### WORK ORDER
What number of lines in the entries hold the string "char"? Answer with it alone.
━━━━━ RECORDS FOR THIS EXERCISE
PR #266, opened 2019-05-17
more linting

fperrad:


tommath.h
```diff
@@ -229,7 +229,7 @@ typedef struct  {
 } mp_int;
 
 /* callback for mp_prime_random, should fill dst with random bytes and return how many read [upto len] */
-typedef int private_mp_prime_callback(unsigned char *dst, int len, void *dat);
+typedef int private_mp_prime_callback(unsigned char *dst, int len, const void *dat);
```
minad: This is wrong since it changes the signature of the public (but deprecated) function type ltm_prime_callback.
━━━━━━━━━━
### EXERCISE SOLUTION
2